One alternative approach to emulate an AG is to create a robotic knee exoskeleton, as done in Refs. [7] and [8]. However, to act like an AG this would require the knee exoskeleton to be controlled using sensor signals from both the knee and ankle, which would have complicated control for our purposes (to create a system to independently control AS and AG). The knee exoskeleton also adds mechanical bulk and complexity, which we sought to avoid with the low-profile thigh interface we developed.
6 Conclusion
We have shown that this prosthetic emulator exhibits low resistance to the user's leg swing, low hysteresis during passive spring emulation, and accurate force tracking for a range of AG and AS behaviors. The emulator presented in this paper is versatile and can facilitate experiments studying the effects of various AS and AG dynamics on gait or other movement tasks.

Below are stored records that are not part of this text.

PR #1891, opened 2016-05-06
Avoid unnecessary Image operations

radarhere:
- Avoid unnecessarily loading an image twice
- In Image's convert method, if image is already in the destination mode, do not convert

### DIFF
--- a/PIL/Image.py
+++ b/PIL/Image.py
@@ -875,8 +875,8 @@ class Image(object):
                     mode = "RGB"
             else:
                 return self.copy()
-
-        self.load()
+        else:
+            self.load()
 
         if matrix:
             # matrix conversion
@@ -1062,10 +1062,10 @@ class Image(object):
         :returns: An :py:class:`~PIL.Image.Image` object.
         """
 
-        self.load()
         if box is None:
             return self.copy()
 
+        self.load()
         return self._new(self._crop(self.im, box))
 
     def _crop(self, im, box):
@@ -1390,9 +1390,10 @@ class Image(object):
                     im = im.convert(self.mode)
             im = im.im
 
-        self.load()
         if self.readonly:
             self._copy()
+        else:
+            self.load()
 
         if mask:
             mask.load()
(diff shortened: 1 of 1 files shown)


PIL/Image.py
```diff
@@ -1589,11 +1591,10 @@ def putpixel(self, xy, value):
         :param value: The pixel value.
         """
 
-        self.load()
         if self.readonly:
             self._copy()
             self.pyaccess = None
```
homm: `self._copy()` already sets `pyaccess` to None

homm:
```python
def _mutable(self):
    if self.readonly:
        self._copy()
    else:
        self.load()
```

homm:
First of all, `im.load()` is always noop when called in second and subsequent times. It's very cheap call. So, it's nice to avoid the double calling for some operations, but it is not necessary. I would agree, that we can avoid calling nearby `self.readonly`, but as of `Image.convert()` method, it is too complicated. I'd prefer to have one call in the beginning. Something like this:

```python
def convert(...):
    self.load()

    if not mode and self.mode == "P":
        # determine default mode
        if self.palette:
            mode = self.palette.mode
        else:
            mode = "RGB"

    if not mode or (mode == self.mode and matrix is None):
        return self.copy()
        
...
```

PIL/Image.py
radarhere: I have created a separate PR for this, #2714

radarhere:
Okay, I've updated the commits. See what you think.

PIL/Image.py
```diff
@@ -592,6 +592,12 @@ def _copy(self):
         self.pyaccess = None
         self.readonly = 0
 
+    def _mutable(self):
+        if self.readonly:
```
wiredfool: I don't like the name of this, as it shows in the calling code. The bare call to `self._mutable` while clearly having a side effect, doesn't clearly explain what's going on. 

I'd be happier with something like `_ensure_mutable`.

wiredfool:
merged in #2767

A powered AS and quasi-passive AG (fixed stiffness during stance, near-zero stiffness during swing) were demonstrated in this study to show proof-of-concept. But the emulator allows for any combination of powered, quasi-passive, or passive AS and AG behaviors in future testing. Using this system, it is possible to address existing knowledge gaps and explore a wide range of AG and AS behaviors during gait and potentially other activities of daily living.
Acknowledgment
We gratefully acknowledge Ryan Mott, Carl Curran, and Richard Ha for their technical support in troubleshooting the Humotech hardware and software. We would also like to thank Gerasimos Bastas for his insights regarding designing for prosthesis users, Steve Collins for his input into the hardware and controls design, as well as Matthew Yandell, Stephanie Molitor, and Mohh Gupta for their research assistance and contributions to preliminary work. This material is based upon work supported by the National Science Foundation Graduate Research Fellowship Program under Grant No. 1937963. Any opinions, findings, and conclusions or recommendations expressed in this material are those of the author(s) and do not necessarily reflect the views of the National Science Foundation.
Funding Data
National Science Foundation (NSF) (Grant No. 1705714; Funder ID: 10.13039/100000001).
NSF Graduate Research Fellowship Program (GRFP) (Grant No. 1937963; Funder ID: 10.13039/100000082).
Nomenclature
Conflict of Interest
Joshua M. Caputo is President & CEO of Human Motion Technologies LLC d/b/a Humotech which markets wearable robotic emulator systems for use research & development. The other authors have no conflicts of interest to report.